The entries below contain a line with "- Adds a syntax-highlighter" and a line with "If you don't want". Quote exactly those two lines and all lines between them.
RECORD SET Block Start
PR #4260, opened 2026-05-07
fix(dashboard): Improve logs page

### LINKED ISSUE #3353: dashboard: improve logs page virtualization
Virtual rows in the logs page aren't properly positioned, causing all rows to render instead of only visible ones. This impacts performance with large log datasets.

Fix needed: Look into absolute positioning with transforms to virtual rows.

robertkasza:
### Checklist

- [ ] No breaking changes
- [ ] Tests pass

### **PR Type**
Enhancement

___

### **Description**
- Refactors `LogsBody` into smaller modules (`LogsTable`, `LogsSearchBar`, `LogsDetailSheet`, `columns`, `types`, `LogsBodyCustomMessage`) and introduces a dedicated in-table search/filter experience with match navigation and "filter to matches" mode.
- Adds in-table search via the new `useLogSearch` hook plus a `LogsSearchBar` component, with prev/next navigation, match counter, Esc-to-clear, and a global Cmd/Ctrl+F shortcut handled by `useGlobalSearchShortcut`.
- Adds a side-sheet detail view (`LogsDetailSheet`) opened by an actions-column button on each row; the log body is JSON-pretty-printed when possible and copyable.
- Introduces severity detection (`severity.ts`) producing a new "Level" column, and service-styled chips (`serviceStyle.ts`) used both in the table and the detail sheet.
- Adds a syntax-highlighter (`highlightLog`) for UUIDs, trace/span IDs, JSON/logfmt keys, durations, HTTP methods, and status codes, with search-range overlays driving scroll-to-current behavior.
- Adds a new `filters` prop on `LogsBody` that is used as a React `key` (via `JSON.stringify`) to reset internal search/selection state when the caller's filters change; updated all three call sites (logs page, deployments, serverless functions).
- Renames the regex filter placeholder from "Filter logs ..." to "Search logs ..." and updates the affected tests.


dashboard/src/features/orgs/projects/logs/components/LogsSearchBar/LogsSearchBar.tsx
```diff
@@ -0,0 +1,135 @@
...
+          size="icon"
+          aria-pressed={filterMode}
+          className={cn(
+            'h-8 w-8',
+            filterMode && 'bg-primary/10 text-primary',
+          )}
+          onClick={onToggleFilter}
+          aria-label={filterMode ? 'Show all rows' : 'Filter to matching rows'}
+        >
+          <ListFilter className="h-4 w-4" />
```
dbm03, line 97: I believe it'd be nice to add a tooltip when we hover over this button. The first time I saw it I didn't know what it would do. Maybe it could say "Toggle row filter"

Image

dashboard/src/features/orgs/projects/logs/components/LogsDetailSheet/LogsDetailSheet.tsx
```diff
@@ -0,0 +1,96 @@
...
+        if (!next) {
+          onClose();
+        }
+      }}
+    >
+      <SheetContent
+        side="right"
+        className="flex w-[600px] flex-col gap-4 text-base text-foreground sm:max-w-[90vw]"
+        onPointerDownOutside={(event) => event.preventDefault()}
+        onInteractOutside={(event) => event.preventDefault()}
```
dbm03, line 53: This appears in console when you open the log details sheet
```
Warning: Missing `Description` or `aria-describedby={undefined}` for {DialogContent}.
```
If you don't want to add a `<SheetDescription>` I think passing `aria-describedby={undefined}` here should be fine with Radix

dashboard/src/features/orgs/projects/logs/components/LogsBody/LogsBody.tsx
```diff
@@ -43,84 +41,107 @@ export interface LogsBodyProps {
...
+    tableData,
+    matches,
+    rangesByRow,
+    totalMatches,
+    currentMatch,
+    setQuery,
+    setCurrentMatchIndex,
+    toggleFilter,
+    clear: clearSearch,
+  } = useLogSearch(data);
```
dbm03, line 85: I find it odd that when you type something in the filter logs input, this doesn't automatically scroll to the result, until you press Enter (so you go to next element).

I'm used to the browser's <kbd>CTRL + F</kbd> that directly scrolls to the first finding (without having to press <kbd>ENTER</kbd> first)

If you add the following code here you can see how it scrolls directly after the first match with your search input string is found:
```ts
useEffect(() => {
  if (matches.length === 0) {
    return;
  }
  tableRef.current?.scrollToRow(matches[0].rowIndex);
}, [matches]);
```

Adding useEffect is not ideal for this either, but it's an example if you want to try what I mean.

This is a bit nitpicky, so if you don't have a preference feel free to leave it as is. No big deal

dbm03: It's fine now, thx!

dbm03 (approved):

PR #4280, opened 2026-05-13
fix(dashboard): route useGetRolesPermissionsQuery through localMimirClient in ColumnPresetsSection

### LINKED ISSUE #4279: dashboard: local dashboard, Column preset doesn't show custom session variables
### Bug

In the table permissions editor, the **Column presets** value combobox does not show custom session variables when the dashboard is running locally (`!isPlatform`).

### Steps to reproduce

1. Run the dashboard locally against a local Nhost stack.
RECORD SET Block End
> OUTPUT OF THE EXERCISE:
- Adds a syntax-highlighter (`highlightLog`) for UUIDs, trace/span IDs, JSON/logfmt keys, durations, HTTP methods, and status codes, with search-range overlays driving scroll-to-current behavior.
- Adds a new `filters` prop on `LogsBody` that is used as a React `key` (via `JSON.stringify`) to reset internal search/selection state when the caller's filters change; updated all three call sites (logs page, deployments, serverless functions).
- Renames the regex filter placeholder from "Filter logs ..." to "Search logs ..." and updates the affected tests.


dashboard/src/features/orgs/projects/logs/components/LogsSearchBar/LogsSearchBar.tsx
```diff
@@ -0,0 +1,135 @@
...
+          size="icon"
+          aria-pressed={filterMode}
+          className={cn(
+            'h-8 w-8',
+            filterMode && 'bg-primary/10 text-primary',
+          )}
+          onClick={onToggleFilter}
+          aria-label={filterMode ? 'Show all rows' : 'Filter to matching rows'}
+        >
+          <ListFilter className="h-4 w-4" />
```
dbm03, line 97: I believe it'd be nice to add a tooltip when we hover over this button. The first time I saw it I didn't know what it would do. Maybe it could say "Toggle row filter"

Image

dashboard/src/features/orgs/projects/logs/components/LogsDetailSheet/LogsDetailSheet.tsx
```diff
@@ -0,0 +1,96 @@
...
+        if (!next) {
+          onClose();
+        }
+      }}
+    >
+      <SheetContent
+        side="right"
+        className="flex w-[600px] flex-col gap-4 text-base text-foreground sm:max-w-[90vw]"
+        onPointerDownOutside={(event) => event.preventDefault()}
+        onInteractOutside={(event) => event.preventDefault()}
```
dbm03, line 53: This appears in console when you open the log details sheet
```
Warning: Missing `Description` or `aria-describedby={undefined}` for {DialogContent}.
```
If you don't want to add a `<SheetDescription>` I think passing `aria-describedby={undefined}` here should be fine with Radix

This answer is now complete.